Die innere Zerrissenheit und die gesellschaftliche Diskriminierung führen bei Trans-Menschen dazu, dass sie häufiger depressiv werden.
Mutter: Depressionen, Suizidversuch, das haben wir alles vor der Schule durchgemacht. Das ist der Grund, warum ich mich schließlich für diesen akzeptierenden Weg entschieden habe. Wenn ein Kind mit einem Messer am Hals sagt, es wolle unter den gegebenen Umständen nicht mehr leben, versuchen Sie alles, damit das Leben für es erträglicher und gut wird. Polly hat sich in ihrem zarten Alter mit Themen auseinandergesetzt, mit denen andere Kinder erst sehr viel später konfrontiert werden. Sie ist nicht mehr unbeschwert. Darunter haben ihre schulischen Leistungen gelitten. Deshalb wird sie die vierte Klasse wiederholen.
Das heißt auch, eine neue Schule und damit neue Unsicherheiten?

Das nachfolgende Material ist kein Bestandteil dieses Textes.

PR #3382, opened 2026-07-12
Improve DART 6 deformable-body performance and soft contact

jslee02:
## Summary

- Add opt-in adaptive soft-contact activation and opt-in soft face-interior
  contact coverage for DART 6.
- Extend deformable-body correctness, stability, determinism, allocation,
  benchmark, and demo coverage.
- Retain measured performance improvements while preserving existing public
  layouts and default behavior.

This is a representative DART 6 release slice, not a claim of complete paper
parity, successful multicore scaling, or a native-default deformable backend.

## Motivation / Problem

DART 6 `SoftBodyNode` had a useful point-mass soft-body model, but lacked
several release-quality pieces:

- contact-local adaptive activation modeled after Jain and Liu;
- coverage for primitives intersecting a soft-face interior without enclosing
  a vertex;
- representative equation, energy, force/CoP, determinism, and allocation
  gates;
- reproducible headless performance tooling and flagship demonstrations; and
- durable evidence separating completed work from paper-scale, scaling, and
  native-default follow-ups.

The implementation must preserve DART 6 API/ABI compatibility. New behavior
therefore remains opt-in and implementation state stays out of public class
layouts.

## Before / After

| Area | Before | After |
| --- | --- | --- |
| Soft-contact activation | Every soft point mass remained active. | Users can opt into contact-local activation with ring, linger, and tolerance controls; default-off behavior retains the all-active path. |
| Soft face-interior contact | A primitive could intersect a soft face without enclosing a vertex and miss the contact. | Users can opt into DART-owned, BVH-pruned sphere/box face-interior coverage. |
| Representative demos | There were no adaptive-contact or soft-worm flagship scenes. | `adaptive_soft_contact` and `soft_worm` are integrated into `dart-demos`; no new standalone GUI executables remain. |
| Release evidence | Performance, correctness, and deferred parity claims were not collected in one release packet. | #3382 carries a tested representative slice while keeping failed winner, scaling, native-default, and paper-parity gates explicit. |

## Changes / Key Changes

- **Adaptive soft-contact activation (WP-DB.05, opt-in)**
  - Adds non-virtual `SoftBodyNode` controls for contact seeding, ring
    expansion, linger, and rest tolerances.
  - Treats inactive points as rigidly lumped mass and inertia on their parent.
  - Preserves the previous all-active path when disabled.

- **Soft face-interior contacts (WP-DB.08, opt-in)**
  - Adds BVH-pruned sphere/box feature tests for contacts occurring between
    soft vertices.
[...]

PR #3404, opened 2026-07-30
Add elastic element forces to the volumetric FEM body

jslee02:
## Summary

The volumetric FEM body added earlier carried a tetrahedral mesh, lumped masses,
and an integration pipeline, but no constitutive model — so it fell as a rigid
cloud of points. This adds the element forces that make it deform.

## Changes

- **`ElasticModel`**: small-strain `Linear` and co-rotated `Corotational`,
  selectable per body, defaulting to co-rotated.
- Per-element deformation gradient `F = Ds · Dm⁻¹`, using the inverse rest shape
  matrix the mesh already cached for this purpose.
- First Piola-Kirchhoff stress for both models and nodal force assembly
  (`H = -volume · P · Dm⁻ᵀ`), with node zero's force following from the element
  exerting no net force on itself.
- Polar decomposition via 3x3 SVD, including the reflection fix that maps an
  inverted element to the nearest true rotation.
- Elastic potential energy, node pinning (`setNodeFixed`) so a body can be
  anchored without a coupling constraint, and validation of Young's modulus and
  Poisson's ratio now that both are consumed.

Integration keeps the mass-proportional implicit damping and adds the elastic
acceleration, so all fourteen earlier gates hold **unchanged**: a freely falling
or uniformly translating body keeps `F == I` and feels no elastic force.

## Tests — 21 gates, 7 new

The gate that justifies the co-rotated model puts both side by side under a pure
rigid rotation: co-rotated peak nodal force and stored energy are both below
`1e-8`, while small-strain elasticity manufactures both above `1.0` from a
motion that did not deform the body at all.

Also: rest has no force or energy; rigid translation produces none; internal
forces sum to below `1e-9` of their peak; elastic energy is **exactly** quadratic
in strain and **exactly** linear in stiffness (ratios 4.0 and 2.0 to `1e-9`); a
stretched body relaxes without gaining energy; and a pinned body hangs, sagging
further when softer.

Full suite: **155/155**, no regressions.

## Known limitation

Elastic forces are integrated explicitly, matching the reference papers'
integration choice, which carries a CFL-style bound of roughly
`dt < h·sqrt(rho/E)`. The defaults are comfortably stable on the test meshes,
but a stiffer material or finer mesh needs a smaller step and **nothing warns
when the bound is exceeded**. Documented rather than guarded; damping remains
unconditionally stable. The per-element SVD is the dominant elastic cost and is
what selective diagonalization targets next.

## Compatibility

- No pre-existing runtime source file is touched, and no pre-existing object
  references `dart::dynamics::fem::` — rigid-body simulation runs identical
  instructions, with **zero** added per-step cost.
- The subsystem stays internal-only: no installed header, not in the generated
  `dynamics.hpp` aggregate, excluded from Doxygen. Public API and ABI unchanged.
- gz-physics and gz-sim gates pass on this base (199/199 functional, 4/4
  performance, 1/1 gz-sim integration).

Evidence: `docs/dev_tasks/dart6_deformable_body_performance/14-fem-elastic-forces.md`.

## Breaking Changes

- [x] None

## Visual verification

The change is visually verifiable, so here it is in motion. Same scene, same
camera, same seed; only simulated time advances.

The new `fem_cantilever` demo scene puts two identical tetrahedral boxes side by
side, both pinned along their left face and left to hang. The **near (orange)**
body carries a stiffness so low that elastic forces are negligible, which is how
the body behaved before this PR — nothing couples the nodes. The **far (blue)**
body uses co-rotated elasticity. Pinned nodes are drawn dark.

Animation: both boxes start identical; the uncoupled body disintegrates and falls away from its anchors while the co-rotated body holds together and settles into a sagging cantilever

*18 frames, t = 0 to 0.48 s. Animated PNG — GitHub plays it inline.*

Without a constitutive model the unpinned nodes are uncoupled: they separate
from the pinned face and fall away, leaving the dark anchors behind holding
nothing. With co-rotated elasticity the body stays a body — it holds its shape,
transfers load to the anchors, and settles.

| At t = 0.22 s | max displacement | stored elastic energy |
| --- | ---: | ---: |
| Negligible stiffness (near, orange) | **0.165 m** drop, detached | 1.7e-03 J |
| Co-rotated elasticity (far, blue) | **0.095 m** sag, intact | 2.81 J |

Side-by-side still ([full size](https://github.com/dartsim/dart/releases/download/verification-media-dart6-agent-evidence/fem_elastic_before_after.png)), which also
shows the on-screen readouts:

Before and after: identical start at t=0, then the uncoupled body falls away while the co-rotated body sags and holds

Individual frames:
[t = 0.00 s](https://github.com/dartsim/dart/releases/download/verification-media-dart6-agent-evidence/fem_cantilever_t000.png) ·
[t = 0.22 s](https://github.com/dartsim/dart/releases/download/verification-media-dart6-agent-evidence/fem_cantilever_t220.png)

Reproduce the frames:

```bash
pixi run demos --scene fem_cantilever            # interactive
for i in $(seq 0 17); do                         # frame sequence
  ./build/default/cpp/Release/bin/dart-demos --scene fem_cantilever \
    --headless --steps $((i*28)) --shot f$(printf %02d $i).png
done
python3 scripts/image_compose.py side-by-side \
  --labels "t=0.00s identical start" "t=0.22s after elastic forces" \
  --out fem_elastic_before_after.png f00.png f08.png
```

The stills pass `scripts/image_verdict.py` (the composite with no failing
checks). Note a tooling gap: `--headless` writes one PNG per invocation and the
repo has no animation assembler, so the APNG above was built from those frames
with a small stdlib script. A reusable equivalent under `scripts/` would be
worth adding separately. The imagery corroborates the numeric gates; it is not
the correctness oracle, which remains the 21 tests.

## Review follow-up

**Non-finite material parameters.** Validation accepted a non-finite Young's
modulus, because `!(value > 0.0)` is false for positive infinity. Both Lame
parameters then became infinite and the rest pose multiplied them by a zero
strain, so the first step filled every node with NaN. Reproduced before fixing —
the body reported NaN forces and NaN elastic energy at rest. Every material
scalar is now required to be finite as well as in range, not just the one
flagged, and the **derived** Lame parameters are validated too, which catches
individually admissible inputs whose combination still overflows (for example
`E = 1e308` with `nu = 0.4999999999999999`). The Lame formula moved into a
shared helper so validation checks exactly the values the body then uses.

**Sag measured from the wrong reference.** The demo compared every node against
the body origin, but the box mesh is centered on that origin, so free nodes
begin half a box thickness below it and the readout showed 0.06 m of sag before
anything had moved. Each node's starting height is now recorded and sag measures
displacement from it. This corrected the published figures at 0.22 s from
0.220 m / 0.153 m down to **0.165 m / 0.095 m**; the numbers and imagery above
are the corrected ones.


jslee02:
@codex review

Addressed the P2 finding on non-finite Young's modulus in `8d593d06ae1`. Reproduced it first (infinite modulus was accepted and produced NaN forces and NaN elastic energy at rest), then required every material scalar to be finite as well as in range, and additionally validated the derived Lame parameters so that individually admissible inputs whose combination overflows are rejected too. The Lame formula moved into a shared helper so validation checks exactly the values the body uses. Regression covers infinity and NaN across all four scalars plus the overflow case.

Also added the `fem_cantilever` demo scene and before/after visual evidence to the PR description.

jslee02:
@codex review

Addressed the P2 sag-reference finding in `65197020a42`. You were right that the box mesh is centered on its origin, so comparing every node against `visual.origin[2]` reported half the box thickness as sag before anything moved. Each node's starting height is now recorded when its marker is created and sag measures displacement from that. The published figures at 0.22 s corrected from 0.220 m / 0.153 m to 0.165 m / 0.095 m, and the PR description and imagery were regenerated with the corrected values.

The earlier non-finite-modulus finding remains fixed in `8d593d06ae1`.

The visual evidence is now an animation (18 frames, t = 0 to 0.48 s) rather than stills.

jslee02:
Closing this rather than merging it, following a scope decision.

The two reference papers need different discretizations. Jain & Liu 2011 is surface point masses attached to articulated rigid bodies — that **is** `SoftBodyNode`, which DART 6 already has and which #3382 improved. Kim & Pollard 2011 is a reduced **volumetric** FEM over tetrahedra with an embedded surface, which cannot be expressed in the point-mass model, so it required a second deformable architecture beside `SoftBodyNode`.

Carrying two parallel deformable subsystems on a compatibility release branch is the wrong shape, and it explains why this work needed such an awkward ABI posture: internal-only staging, uninstalled headers, and a Doxygen exclusion purely to avoid freezing an unfinished API into 6.20.

The volumetric FEM lane therefore leaves DART 6 and is retargeted to DART 7, where it can be designed without the compatibility contract. Whether a reduced FEM in this style is still the right DART 7 target is deliberately left open — newer solvers such as AVBD may be a better choice, and that should be decided on DART 7's own terms rather than inherited from a 2011 method.

Nothing is lost. The work stays in branch history: the foundation in `wp-db-fem-foundation` and this PR's elastic element forces in `wp-db-fem-elastic`. The reviews here found two real defects that were fixed and are worth carrying forward if the work is revived — a non-finite Young's modulus producing NaN forces at rest, and a sag metric measured from the wrong reference.

Findings that are facts about DART 6 rather than about FEM are retained in `docs/dev_tasks/dart6_deformable_body_performance/11-fem-integration-seam.md`: notably that `World::step()` returns early without calling `ConstraintSolver::solve()` once automatic deactivation puts the rigid scene to rest, and that external forces applied mid-solve are cleared before the next step. Both constrain any future per-step extension of DART 6.

The removal from `release-6.20` is in its own PR. The Jain & Liu lane continues as DART 6 work.

PR #3385, opened 2026-07-12
Upgrade DART 6.20 AI infrastructure and visual verification

jslee02:
## Summary

- Modernizes the DART 6.20 repository-local AI contributor infrastructure while preserving Claude Code, Codex, and OpenCode capability parity.
- Makes text-first plus claim-tied visual verification the enforced path whenever simulation, scene, physics, rendering, or GUI behavior can be inspected visually.
- Adds blocking OpenSceneGraph end-to-end checks that prove contacts, collision bounds, and labels each change rendered pixels independently.

## Motivation / Problem

- The visual tooling introduced and strengthened by #3371 and #3374 made reproducible offscreen evidence available, but contributor workflows and infrastructure checks did not consistently require or exercise it.
- Codex discovery and runtime support had drifted from the current `.agents/skills`, project-agent, hook, and scenario conventions.

## Changes / Key Changes

- Migrates generated Codex skill adapters from the legacy `.codex/skills` path to `.agents/skills`, with branch-profile-aware generation and drift checks.
- Adds project agents, Codex configuration/hooks, setup and doctor tooling, deterministic agent scenarios, staged-path enforcement, and Windows hook smoke coverage.
- Routes applicable build, test, I/O, Python, CI, PR/review, downstream, backport, and autonomous workflows through `dart-verify-sim`, with an explicit documented exception contract.
- Strengthens OSG capture verification with combined and per-layer A/B checks that hold the scene and camera fixed while independently checking contacts, collision bounds, and labels.
- Makes every repository-text read in the infrastructure checker explicitly UTF-8 so the Windows locale cannot decode tracked UTF-8 content as CP1252.
- Accepts both `tool_input.command` and `tool_input.cmd` through the native Windows bridge and shared shell guard; the canonical PowerShell wrapper now forwards pipeline JSON as BOM-less UTF-8, and Windows CI exercises both the exact Codex `-Command` path and raw-stdin `-File` fallback.
- Lets validated non-commit Windows payloads bypass Git Bash discovery while commit-like payloads remain fail-closed; the shared classifier recognizes Windows `git` and `git.exe` executable casing consistently.
- Captures the native bridge exit code through PowerShell 5.1's global automatic variable, avoiding a script-scope shadow while retaining null/nonzero fail-closed behavior.
- Explicitly enumerates the Windows PowerShell input stream so pipeline JSON always reaches the native bridge.
- Forces repository text synchronization through explicit UTF-8 reads and ASCII-safe status output, including a non-UTF-8-locale regression.
[...]

PR #3405, opened 2026-07-30
Re-arm the black formatting gate in pixi lint tasks (release-6.20)

jslee02:
## Summary

- Re-arms the black formatting gate in the `pixi` lint tasks, which has been excluding every Python file in the repository, and applies the one formatting fix it reports.

## Motivation / Problem

`Publish dartpy` → `Check format` is failing on `6c88ac1d774` because
`scripts/compare_soft_body_performance.py` is not black-formatted.

The more important problem is why nothing caught it earlier. `lint-py` and
`check-lint-py` passed `--exclude '\..*'` to black. Black matches `--exclude`
with `re.search` against the candidate path, so `\..*` matched the literal dot
in every `.py` suffix and excluded the whole repository:

```console
$ black --check . --exclude '\..*'      # what check-lint-py ran
No Python files are present to be formatted. Nothing to do 😴

$ black --check .                       # what publish_dartpy runs
1 file would be reformatted, 43 files would be left unchanged.
```

So the black half of the required CI Linux **"Check Lint"** context — and of the
`pixi run lint` that `AGENTS.md` asks every contributor to run before
committing — has been a silent no-op. That is why "Check Lint" passed while
`Publish dartpy` failed on the same commit. The flag was also redundant:
`--exclude` *overrode* the `[tool.black]` excludes already declared in
`pyproject.toml`.

This is not a one-off. The last four `Publish dartpy` failures on this branch
are all the identical `Check format` step — `6c88ac1d774`, #3388, #3385, and
#3374 — and #3390 was a whole PR spent cleaning up drift the dead gate let
through.

## Changes / Key Changes

- `pixi.toml`: `--exclude '\..*'` → `--extend-exclude '/\.[^/]+'` in `lint-py`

Mutter: Ja, zwangsläufig. Sie wird neue Lehrer und neue Mitschüler bekommen und sich erneut überlegen müssen, ob sie sich outen will oder nicht. Wahrscheinlich kommt sie nicht darum herum, denn so etwas spricht sich immer herum. Aber ich erhoffe mir, dass sie dort Verlorenes aufholen kann. Und weil die neue Schule keine Ganztagsschule ist, wird sie hoffentlich mehr Zeit finden, zu spielen und das zu tun, was Kinder in ihrem Alter eben tun.